What are Autism Spectrum Disorders?
Autism spectrum disorders (ASDs) are defined by:
- Characteristic deficits in reciprocal social interactions (i.e., back and forth interactions) and communication
- The presence of unusual, restricted and repetitive behaviors and interests. Social impairments are the core deficit in all ASDs.
Autism spectrum disorders have moved to the forefront of child psychiatry, psychology, and developmental pediatrics in recent years, as community awareness has increased and incidence rates continue to grow at an alarming rate.
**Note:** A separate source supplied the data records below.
PR #33, opened 2017-12-21
TypeVar instances also lack `__qualname__`

vodik:
Sharing a quick fix I needed to get to work on some of the projects I quickly gave this a shot on. It choked on trying to serialize TypeVar instances as it seems like it also lacks `__qualname__`.

### DIFF
--- a/monkeytype/encoding.py
+++ b/monkeytype/encoding.py
@@ -58,6 +58,9 @@ def type_to_dict(typ: type) -> TypeDict:
         qualname = 'Union'
     elif isinstance(typ, _Any):
         qualname = 'Any'
+    # TODO: typeshed stub for TypeVar is object() instead of a type
+    elif isinstance(typ, TypeVar):  # type: ignore
+        qualname = 'TypeVar'
     else:
         qualname = typ.__qualname__
     d: TypeDict = {


vodik:
Not sure how to handle that mypy failure as the expression is, as I understand it, correct. Its just that `TypeVar` is if type `TypingMeta` rather than `object`.

monkeytype/encoding.py
```diff
@@ -2,7 +2,8 @@
 # All rights reserved.
 #
 # This source code is licensed under the BSD-style license found in the
-# LICENSE file in the root directory of this source tree.
+# LICENSE file in the root directory of this source tree. An additional grant
```
carljm: Looks like this came from an older version of this file? Eliminate this addition.

vodik:
> If you can share, I'm curious what kind of code lead to this error. Looks like you're monkeytyping code that passes around TypeVars at runtime? Haven't seen that before.

I dumped out the type variable it was trying to serialize and they're the following: `~T`, `~KT`, and `~VT`, so its tripping over typing internals.

I might be able to share the code, I'd have to ask permission first, but its a pile of asyncio based code built around aiohttp, aiosip, and some internal libraries. The minimum amount of code that I've found that seems to trigger this is handling an aiohttp based request tha'ts formatted by some of our internal code - and that code does define a custom `TypeVar`. Still playing around to see if I can isolate it further.

Another possibility is that the tool is tripping over existing type hints using Mapping/MappingView/KeysView/ItemsView/etc since those are defined in terms of those particular TypeVars, but I can't seem to reproduce this standalone.

> Thanks for the contribution! Can you add a regression test for this?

Autism currently ranks as the second most common developmental disability diagnosed in the United States, behind intellectual disability and in front of cerebral palsy, hearing loss and vision impairment.1 2006 prevalence estimates reported by the Centers for Disease Control and Prevention (CDC) place the rate of ASD (autism, Asperger’s disorder, and PDD-NOS) at 1 in 110 children, with four times more boys affected than girls (1:70 boys versus 1:315 girls). 2
The term autism spectrum disorders (ASDs) is used interchangeably with pervasive developmental disorders (PDDs) to refer to autism and the four autistic-like conditions described in the Diagnostic and Statistical Manual of Mental Disorders, Fourth Edition, Text Revision (DSM-IV-TR). 3 The other disorders are Asperger’s disorder, Rett’s disorder, childhood disintegration disorder (CDD), and pervasive developmental disorder, not otherwise specified (PDD-NOS).
1. Yeargin-Allsopp M, Rice C, Karapurkar T, Doernberg N, Boyle C, Murphy C (2003). Prevalence of autism in a US metropolitan area. The journal of the American medical association, 289(1), 49-55.
2. CDC (2009). Prevalence of autism spectrum disorders—autism and developmental disabilities monitoring network, United States, 2006. Morbidity and mortality weekly report, 58(SS-10).
3. American Psychiatric Association (2000). Diagnostic and statistical manual of mental disorders (4th ed., TR). Washington, DC: American Psychological Association.